The second is a very high barrier.

[0] [https://www.gov.uk/government/publications/intellectual-
prop...](https://www.gov.uk/government/publications/intellectual-property-
offences/intellectual-property-offences)

------
oliwarner
Mixed feelings. Kodi itself is a _completely_ legal bit of software and a
great one at that but:

The videos sections of Kodi rely on you feeding it files. Yes there is free
media and there's a PVR plugin but, they're not the main pull. The unspoken
truth is people are downloading and ripping and feeding it into the app. You
can see that reflected in the regexes that parse filenames.

The legal status of plugins like BBC iPlayer and YouTube are strongly
debatable too; they're not official plugins and both services have snotty
TOSes.

DVD/BR ripping is illegal in many countries (including the UK).

So one could argue Kodi has only ever really served pirates.

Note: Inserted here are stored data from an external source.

Issue #808, opened 2023-08-29
[Bug] Test against referrers API


turan18:
### Description

We recently had a change that removed our dependency on the GHCR registry in our integration tests since it was only supported on amd64 - #806. The GHCR registry provided support for the referrers API, allowing us to test pushing and pulling artifacts with it enabled - https://github.com/awslabs/soci-snapshotter/blob/ec1e62326578318ace5048c487b7e155a068dd4b/integration/push_test.go#L135 We should look into alternative registries that have support for multiple architectures and the referrers API, in the meantime. https://github.com/project-zot/zot seems to be a good candidate. Ideally, we'd like to be able to test against the fallback and the referrers API without having to build 2 separate registries. We should look into if its possible to disable the referrers API in Zot.

### Describe the results you expected

A test that pushes/pulls against a registry that supports the referrers API.

### Host information

1. OS: 
2. Snapshotter Version: 
3. Containerd Version:

sondavidb:
Closed with #856

PR #856, opened 2023-10-04
Add test against referrers API

sondavidb:
**Issue #, if available:**
#808

**Description of changes:**
#806 removed our test against the referrers API. This test uses a multi-platform image (zot) to reintroduce this test.

**Testing performed:**
Ran `GO_TEST_FLAGS='-run TestLegacyOCI -count=1' make integration` on local machine

### DIFF
--- a/integration/util_test.go
+++ b/integration/util_test.go
@@ -45,6 +45,7 @@ import (
 	"math/big"
 	"os"
 	"path/filepath"
+	"runtime"
 	"sort"
 	"strings"
 	"testing"
@@ -74,6 +75,7 @@ const (
 	// Registry images to use in the test infrastructure. These are not intended to be used
 	// as images in the test itself, but just when we're setting up docker compose.
 	oci10RegistryImage = "registry2:soci_test"
+	oci11RegistryImage = "ghcr.io/project-zot/zot-linux-" + runtime.GOARCH + ":v2.0.0-rc6"
 )
 
 // These are images that we use in our integration tests
@@ -175,7 +177,8 @@ services:
    - REGISTRY_HTTP_ADDR={{.RegistryHost}}:443
    - REGISTRY_STORAGE_DELETE_ENABLED=true
   volumes:
-   - {{.AuthDir}}:/auth:ro
+   - {{.HostVolumeMount}}/auth:/auth:ro
+   - {{.HostVolumeMount}}/etc/zot/config.json:/etc/zot/config.json:ro
 {{.NetworkConfig}}
 `
 const composeRegistryAltTemplate = `
@@ -206,7 +209,7 @@ services:
     - REGISTRY_HTTP_ADDR={{.RegistryHost}}:443
     - REGISTRY_STORAGE_DELETE_ENABLED=true
     volumes:
-    - {{.AuthDir}}:/auth:ro
+    - {{.HostVolumeMount}}/auth:/auth:ro
   registry-alt:
     image: {{.RegistryAltImageRef}}
     container_name: {{.RegistryAltHost}}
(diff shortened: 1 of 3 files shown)


integration/util_test.go
```diff
@@ -84,6 +85,7 @@ const (
 	ubuntuImage   = "ubuntu:23.04"
 	drupalImage   = "drupal:10.0.2"
 	rabbitmqImage = "rabbitmq:3.11.7"
+	zotImage      = "ghcr.io/project-zot/zot-linux-" + runtime.GOARCH + ":v2.0.0-rc6"
```
turan18, line 88: nit: Can we use string format notation:  `fmt.Sprintf`

Also to keep some consistency, can we rename it to something like `oci11RegistryImage` and move it up to where the `oci10RegistryImage` is initialized?

integration/util_test.go
```diff
@@ -483,6 +486,32 @@ networks:
 `, nw)
 	}
 
+	zotConfigFileStr := fmt.Sprintf(`
```
turan18, line 489: nit: Could we move this up to where the other configs are declared at the top of the file and use `testutil.ApplyTextTemplate` to fill in the host address portion

integration/util_test.go
sondavidb: Sure, I can rename the variable. I can't use string format notation as it's a constant so it'll unfortunately have to look a tad ugly, unless we can find some workaround.

Kern--:
Can you run `make check` and fix the errors reported by golangci-lint? You might need to run `scripts/install-check-tools.sh` if you haven't already.

integration/util_test.go
turan18: Ah, right. I think it's fine then.

turan18 (approved):

integration/util_test.go
```diff
@@ -483,6 +512,17 @@ networks:
 `, nw)
 	}
 
+	zotConfigFile, err := testutil.ApplyTextTemplate(zotConfigTemplate, zotConfigStruct{
```
sondavidb, line 515: Just want to note, this is called every single time a new shell is created. It is inconsequential operationally — most shells will just ignore this file — but my test is the only one that needs this config, adding an option for this (in a separate commit, perhaps?) seems to make more sense logically.

turan18: Yeah, personally I think we should move away from passing registry specific configs as environment variables in the [template](https://github.com/awslabs/soci-snapshotter/blob/main/integration/util_test.go#L169-#L176) and instead do something similar to what we did with Zot (having a separate config file and volume mounting). The Docker registry supports [reading](https://github.com/distribution/distribution/blob/main/docs/configuration.md#overriding-the-entire-configuration-file) a config from a file, so this should be possible. 

We can then volume mount the specific config file for the registry that gets passed in. I don't think it's really a blocker for this though.

sondavidb: Makes sense, I suppose we can modify the header to add options depending on which registry config we needed instead of attaching the same variables for every image. I could look into refactoring that in the future.

integration/util_test.go
```diff
@@ -176,6 +178,7 @@ services:
    - REGISTRY_STORAGE_DELETE_ENABLED=true
   volumes:
    - {{.AuthDir}}:/auth:ro
+   - {{.AuthDir}}/config.json:/etc/zot/config.json
```
Kern--, line 181: Does this really have anything to do with the AuthDir?

sondavidb: My reasoning for placing it here was that it helped point the zot image to the right auth files, and thus it somewhat made sense.

I could alternatively make another tempdir (mabye call it config?) and put the config files in there. That way if we ever need to use any config files in the future it could be placed there. But it would also be largely unused and I don't know how expensive an extra tempdir for every single shell ever created in our testing suite would be. What do you think?

Kern--: I think it might be good to change `AuthDir` to a generic `HostVolumeDir` that contains `auth/*` and `zot/config.json` so we can put arbitrary data that we want to mount from shell container -> registry container. 

If it’s really static across all shells, maybe we could bake it in to the integ test docker file.

sondavidb: It's static across all shells but it's also unnecessary. I think we could probably redo this function a bit so that we aren't loading an extra zot config for every single time we get a shell with a registry. Currently it's probably fine but if our testing suite ends up encompassing more images that need more files, it might get a bit clunky.

sondavidb: Ok, I made some changes to help make the separation of ideas more clear. Hopefully this is better?

Kern-- (approved):

PR #864, opened 2023-10-06
Add go-fuse logger

Kern--:
**Issue #, if available:**

**Description of changes:**
soci-snapshotter-gprc overrides the default logger to be a logrus logger with debug as the write level. If the snapshotter is invoked with `--log-level debug`, then logs from e.g. `log.PrinLn` are visibile.

go-fuse uses this logging method to output a complete transaction of fuse operations keeping track of each request/response with a unique id. The ID is only unique within a single server, so trying to parse the logs is ambiguous since you don't know which server a response corresponds to.

go-fuse recently added support for per-server loggers. This change uses that functionality to add the layer digest to the logs from each fuse server so request/response pairs can be unambiguously matched.

It also changes the log level of go-fuse logs to trace since there really is no debug reason for enabling them.

**Testing performed:**

I also manually ran the snapshotter with `--log-level debug` to make sure there are no go-fuse logs and then again with `--log-level trace` to see the logs.

### DIFF
--- a/fs/fs.go
+++ b/fs/fs.go
@@ -45,6 +45,7 @@ package fs
 import (
 	"context"
 	"fmt"
+	golog "log"
 	"os/exec"
 	"sync"
 	"syscall"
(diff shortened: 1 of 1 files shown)


fs/fs.go
```diff
@@ -494,10 +495,16 @@ func (fs *filesystem) Mount(ctx context.Context, mountpoint string, labels map[s
 		NegativeTimeout: &fs.negativeTimeout,
 		NullPermissions: true,
 	})
+	// Pass in a logger to go-fuse with the layer digest
+	// The go-fuse logs are useful for tracing exactly what's happening at the fuse level.
+	logger := log.L.
```
austinvazquez, line 500: Sanity check, we want to use the standard logger here instead of the context logger?

turan18 (approved):

fs/fs.go
Kern--: I think so. This logger is attached to the context of the layer, not the context of the Mount operation (specifically, I don't think we care about the mountpoint in the fuse logs).

sondavidb (approved):

Issue #758, opened 2023-08-01
[FEATURE] Document configuration file options


sparr:
### Description

Add to the documentation an example config.toml with all available options and the default values.

### Any additional context or information about the feature request

Forked from #405

Kern--:
We should also add a test that loads this example. As long as the snapshotter starts up, the test passes.

sondavidb:
#871 has been merged. Once #884 is implemented we can close this.

Issue #851, opened 2023-10-02
[FEATURE] Refactor FS Structure


sondavidb:
### Description

The current code structure is confusing and is largely inherited from stargz, which in turn attempts to mimic containerd ideas. Due to fundamental differences between SOCI and stargz, we should heavily look into how we structure our codebase to be more clearly aligned with how we want to structure SOCI.

This would avoid problems outlined in various PRs, most recently #849, which mutates many file headers to pass a FSConfig all the way down to the layer level, not to mention the many paths it could have taken to get there when it should all be relatively streamlined. If we had clearer abstractions and better mechanisms, it could be a trivial change.

This PR is largely meant to track our plans for design structure for this project going forward.

PR #871, opened 2023-10-16
Add example config TOML

sondavidb:
**Issue #, if available:**
#758 

**Description of changes:**
Added an example TOML in config/config.toml documenting most of the available variables that can be changed in the TOML file. I omitted some variables that are known to be unused (particularly the `Config` struct in in service/plugin/plugin.go), but there are probably still some variables in this example that have no effect. If any of them are known to do nothing, they can be changed in a later PR.

I additionally left some comments attempting to clarify what certain variables do. For example, `MaxWaitMsec=0` under `[http]` will actually set the variable to the default value stored in the codebase for MaxWaitMsec, which in this case would be 300,000. This makes sense in this context (as waiting 0ms would never allow it to happen), but for something like `min_layer_size=0` under `[snapshotter]`, where a user might want no minimum layer size, it could cause some confusion. I did my best to outline this in the comments, but perhaps this confusion could be cleared in the future (e.g. by defaulting numeric values to -1 instead of 0).

**Testing performed:**
Created a new integration test in `run_test.go` called `TestRunWithDefaultConfig`, which creates a snapshotter base shell and reboots containerd with the example TOML. If it cannot parse the example TOML, it fails.

I also verified the TOML structure by getting the config and marshalling it with gotoml (right before line 178 in cmd/soci-snapshotter-grps/main.go [here](https://github.com/awslabs/soci-snapshotter/blob/31a8bcc683f7522d146d0505d034558909e53433/cmd/soci-snapshotter-grpc/main.go#L178)), then printing to stdout.

### DIFF
--- a/cmd/soci-snapshotter-grpc/main.go
+++ b/cmd/soci-snapshotter-grpc/main.go
@@ -174,6 +174,7 @@ func main() {
 	if err != nil {
 		log.G(ctx).WithError(err).Fatalf("failed to configure metadata store")
 	}
+
 	fsOpts = append(fsOpts, fs.WithMetadataStore(mt))
 	rs, err := service.NewSociSnapshotterService(ctx, *rootDir, &cfg.ServiceConfig,
 		service.WithCredsFuncs(credsFuncs...), service.WithFilesystemOptions(fsOpts...))
--- a/config/config.toml
+++ b/config/config.toml
@@ -1,0 +1,126 @@
+# An example config showing all of the toml variables used.
+
+# Copy to /etc/soci-snapshotter-grpc/config.toml
+# to use on your system.
+
+# NOTE: Many variables set to zero are just an indicator
+# to use the built-in default. These values may change over time,
+# which is why the config uses zeroes.
+
+# TODO: Can we put these inside dedicated TOML vars to refer to them?
+
+# config/fs.go FSConfig
+http_cache_type=""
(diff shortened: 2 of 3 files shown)


sondavidb:
Created #872 to try and clean up TOML variable usage, as it's pretty unclear what is and is not actually used.

sondavidb:
After making some changes I realized that `disable_verification` being forced in the function header for getSnapshotterConfigToml causes TestRunWithDefaultConfig to fail. I Just commented it out in the example and left a comment that it can be enabled when used in `/etc/soci-snapshotter-grpc-config.toml`.

Perhaps another case to prioritize #851 a bit more?

Kern-- (approved):

turan18:
LGTM. I do think we need a `config.md` that describes what each config does, as well as other nuanced things like the fact that `0` is used to as a placeholder for some configs.

sondavidb:
Created #884 to properly document this change

I noted this already but for greater transparency — this implementation has one bug I managed to do a workaround for. `TestRunWithDefaultConfig` cannot run unless I comment out the `disable_verification` variable because otherwise it believes it has been assigned multiple times. Not sure exactly how to fix it elegantly but this is worth noting since it could be a little confusing.

I also quite frankly don't like how I implemented the test (copying the file from x location) but as the alternative is maintaining two identical copies of the same logic I suppose this is the best way to do this.

Issue #841, opened 2023-09-18
[FEATURE] Stop using `ctr` code in CLI


Kern--:
### Description

The SOCI CLI is built using flags and helper methods directly from [`ctr`](https://github.com/containerd/containerd/tree/main/cmd/ctr). Often this ends up pulling in many flags that aren't needed or used which leaves the user guessing as to which ones are actually connected ([See this discussion for an example](https://github.com/awslabs/soci-snapshotter/discussions/839)).

For one example, `soci push` has the following flags which are not connected to anything:

```
   --skip-verify, -k               Skip SSL certificate validation
   --refresh value                 Refresh token for authorization server
   --hosts-dir value               Custom hosts configuration directory
   --tlscacert value               Path to TLS root CA
   --tlscert value                 Path to TLS client certificate
   --tlskey value                  Path to TLS client key
   --http-dump                     Dump all HTTP request/responses when interacting with container registry
   --http-trace                    Enable HTTP tracing for registry interactions
   --label value                   Labels to attach to the image
   --snapshotter value             Snapshotter name. Empty value stands for the default value. [$CONTAINERD_SNAPSHOTTER]  
   --max-concurrent-uploads value  Max concurrent uploads. Default is 10 (default: 10)
```

`ctr` is meant to be a debugging tool for containerd which means that it makes [no guarantees about stability](https://github.com/containerd/containerd/blob/main/RELEASES.md#public-api-stability). 

### Describe the solution you'd like

We should remove the direct references to CTR code and copy the flags that we use into our codebase.

We shouldn't bring over flags that aren't currently connected, but we should create issues for flags that would be useful to implement. We shouldn't confine ourselves to the specific flag names, but instead address the features the flags add.

sondavidb:
Fixed with #998

PR #874, opened 2023-10-17
Remove most ctr refs from CLI

sondavidb:
**Issue #, if available:**
#841 (partial fix)

**Description of changes:**
Removed many references to ctr. Only things not removed were the `run` and the `image rpull` commands. Both were more challenging to port over — `run` is entirely delegated to ctr and may not even be worth the effort to port over, while `image rpull` uses more than just the containerd client, which might require larger scale changes should we focus on this later. All other references to ctr should be gone.

**Testing performed:**
Minimal testing on some basic operations (create, push, ztoc, ls) and ensured they remained functionally the same. I suppose the testing suite will perform some more robust tests as they use the CLI.


cmd/soci/commands/internal/client.go
```diff
@@ -0,0 +1,68 @@
...
+	gocontext "context"
+
+	"github.com/containerd/containerd"
+	"github.com/containerd/containerd/log"
+	"github.com/containerd/containerd/namespaces"
+	"github.com/containerd/containerd/pkg/epoch"
+	"github.com/urfave/cli"
+)
+
+// Largely taken from containerd/cmd/ctr/commands/client.go
```
Kern--, line 29: If this was copied, then this file needs the containerd copyright notice. I think this applies to all the files in `internal`, right?

For example, see https://github.com/awslabs/soci-snapshotter/blob/main/snapshot/snapshot.go#L1-L31.

sondavidb: Sure. What about the files that use the same containerd flags?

Kodi could also be better at protecting their trademark. Ebay is still FULL of
people selling devices that sell Kodi as some sort of dark portal to an
unlimited cinema. They have said they're starting to work on that but without
much success in 6 months.

I think Kodi has to tread very carefully now. They're a couple of cases away
from their name being dragged through the mud. Ironically, things that used
Kodi's code (Plex, Boxee) have done much better at getting official support
from content providers. They need that now more than ever.

------
elcct
What is the difference between someone loading it for you or for example a
school that teaches you skills to do it on your own?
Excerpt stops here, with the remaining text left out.